PR #5996, opened 2018-01-04
Removed debug printfs from std.bitmanip

JackStouffer:


wilzbach:
CircleCI doesn't like this:

```
std/bitmanip.d(2382): Error: undefined identifier `writefln`
std/bitmanip.d(2382): Error: undefined identifier `writefln`
std/bitmanip.d(2382): Error: undefined identifier `writefln`
std/bitmanip.d(2382): Error: undefined identifier `writefln`
std/bitmanip.d(2382): Error: undefined identifier `writefln`
std/bitmanip.d(2382): Error: undefined identifier `writefln`
std/bitmanip.d(2382): Error: undefined identifier `writefln`
std/bitmanip.d(2382): Error: undefined identifier `writefln`
std/bitmanip.d(2382): Error: undefined identifier `writefln`
std/bitmanip.d(2382): Error: undefined identifier `writefln`
std/bitmanip.d(2382): Error: undefined identifier `writefln`
std/bitmanip.d(2382): Error: undefined identifier `writefln`
std/bitmanip.d(2509): Error: undefined identifier `writefln`
std/bitmanip.d(2509): Error: undefined identifier `writefln`
std/bitmanip.d(2509): Error: undefined identifier `writefln`
std/bitmanip.d(2509): Error: undefined identifier `writefln`
std/bitmanip.d(2509): Error: undefined identifier `writefln`
std/bitmanip.d(2509): Error: undefined identifier `writefln`
std/bitmanip.d(2509): Error: undefined identifier `writefln`
std/bitmanip.d(2509): Error: undefined identifier `writefln`
```

There are still a couple of `scope(failure) writefln("Failed type: %s", T.stringof);` blocks in the codebase.

JackStouffer:
@wilzbach done

std/bitmanip.d
```diff
@@ -2722,7 +2669,6 @@ if (isFloatOrDouble!T)
                          char, wchar, dchar/*,
                          float, double*/))
     {{
-        scope(failure) writefln("Failed type: %s", T.stringof);
```
wilzbach: On a second thought I'm not so sure about removing these `scope(failure)` blocks. This looks like it might be useful to debug failures on DAutoTest given that D's `assert` is quite dumb.
What do you or other people think? Should we leave this in and do the following at the top / within the test?

```d
version(StdUnittest) import std.stdio : writefln;
```

JackStouffer: I'm not a fan of code bases like DMD that leave in lots of residual `print`s that add clutter but might one day be useful to debug the code. Better to either use a debugger, add in the `writeln`s yourself when you need them, or fix `assert` to give better diagnostics.

andralex: Feel free to leave those in on a case basis. First thing I'd do if I had to debug that would be to insert such stuff. I don't think that versioned import is a good idea.

andralex:
@JackStouffer this stuff is at best low-impact. We don't use this tracing style often but actively removing it seems like time spent best elsewhere.

JackStouffer:
I know, it's just a trend that I've been removing them whenever I see them on code I'm working on. Gotten rid of them in about five other modules already.

andralex:
>I know, it's just a trend that I've been removing them whenever I see them on code I'm working on. Gotten rid of them in about five other modules already.

So that means they were somewhat popular and you're pushing the way you prefer. It did happen that other contributors spent time marking their territory with their favorite way of doing things. Not necessarily a bad thing but hardly something that moves the needle, and it's just churn. I suggest you leave this be and focus on something else.

andralex:
I'll let you close as I noticed if I close something it causes a riot.

JackStouffer:
Ok, I'm not particularly attached to this

>I'll let you close as I noticed if I close something it causes a riot.

lol

wilzbach:
Oh wow that went quickly of the road. I though that we all agree that versioned global imports are _bad_?

> I don't think that versioned import is a good idea.

`std.bitmanip` does the following on top:

```d
version(unittest)
{	
    import std.stdio;	
}
```

For my lazy import story, I have to get rid of as many of these ugly global imports anyways (ideally all of them!). Note that this is why I suggested `version(StdUnittest)` as the import then won't be executed in user code.

@JackStouffer do you mind restoring your branch and reopen this (with the `writeln` imports moved into the `unittest`?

::::::

- [Work to be completed]: This exercise requires the entries above to be restated exactly.

- [Response box]:
PR #5996, opened 2018-01-04
Removed debug printfs from std.bitmanip

JackStouffer:


wilzbach:
CircleCI doesn't like this:

```
std/bitmanip.d(2382): Error: undefined identifier `writefln`
std/bitmanip.d(2382): Error: undefined identifier `writefln`
std/bitmanip.d(2382): Error: undefined identifier `writefln`
std/bitmanip.d(2382): Error: undefined identifier `writefln`
std/bitmanip.d(2382): Error: undefined identifier `writefln`
std/bitmanip.d(2382): Error: undefined identifier `writefln`
std/bitmanip.d(2382): Error: undefined identifier `writefln`
std/bitmanip.d(2382): Error: undefined identifier `writefln`
std/bitmanip.d(2382): Error: undefined identifier `writefln`
std/bitmanip.d(2382): Error: undefined identifier `writefln`
std/bitmanip.d(2382): Error: undefined identifier `writefln`
std/bitmanip.d(2382): Error: undefined identifier `writefln`
std/bitmanip.d(2509): Error: undefined identifier `writefln`
std/bitmanip.d(2509): Error: undefined identifier `writefln`
std/bitmanip.d(2509): Error: undefined identifier `writefln`
std/bitmanip.d(2509): Error: undefined identifier `writefln`
std/bitmanip.d(2509): Error: undefined identifier `writefln`
std/bitmanip.d(2509): Error: undefined identifier `writefln`
std/bitmanip.d(2509): Error: undefined identifier `writefln`
std/bitmanip.d(2509): Error: undefined identifier `writefln`
```

There are still a couple of `scope(failure) writefln("Failed type: %s", T.stringof);` blocks in the codebase.

JackStouffer:
@wilzbach done

std/bitmanip.d
```diff
@@ -2722,7 +2669,6 @@ if (isFloatOrDouble!T)
                          char, wchar, dchar/*,
                          float, double*/))
     {{
-        scope(failure) writefln("Failed type: %s", T.stringof);
```
wilzbach: On a second thought I'm not so sure about removing these `scope(failure)` blocks. This looks like it might be useful to debug failures on DAutoTest given that D's `assert` is quite dumb.
What do you or other people think? Should we leave this in and do the following at the top / within the test?

```d
version(StdUnittest) import std.stdio : writefln;
```

JackStouffer: I'm not a fan of code bases like DMD that leave in lots of residual `print`s that add clutter but might one day be useful to debug the code. Better to either use a debugger, add in the `writeln`s yourself when you need them, or fix `assert` to give better diagnostics.

andralex: Feel free to leave those in on a case basis. First thing I'd do if I had to debug that would be to insert such stuff. I don't think that versioned import is a good idea.

andralex:
@JackStouffer this stuff is at best low-impact. We don't use this tracing style often but actively removing it seems like time spent best elsewhere.

JackStouffer:
I know, it's just a trend that I've been removing them whenever I see them on code I'm working on. Gotten rid of them in about five other modules already.

andralex:
>I know, it's just a trend that I've been removing them whenever I see them on code I'm working on. Gotten rid of them in about five other modules already.

So that means they were somewhat popular and you're pushing the way you prefer. It did happen that other contributors spent time marking their territory with their favorite way of doing things. Not necessarily a bad thing but hardly something that moves the needle, and it's just churn. I suggest you leave this be and focus on something else.

andralex:
I'll let you close as I noticed if I close something it causes a riot.

JackStouffer:
Ok, I'm not particularly attached to this

>I'll let you close as I noticed if I close something it causes a riot.

lol

wilzbach:
Oh wow that went quickly of the road. I though that we all agree that versioned global imports are _bad_?

> I don't think that versioned import is a good idea.

`std.bitmanip` does the following on top:

```d
version(unittest)
{	
    import std.stdio;	
}
```

For my lazy import story, I have to get rid of as many of these ugly global imports anyways (ideally all of them!). Note that this is why I suggested `version(StdUnittest)` as the import then won't be executed in user code.

@JackStouffer do you mind restoring your branch and reopen this (with the `writeln` imports moved into the `unittest`?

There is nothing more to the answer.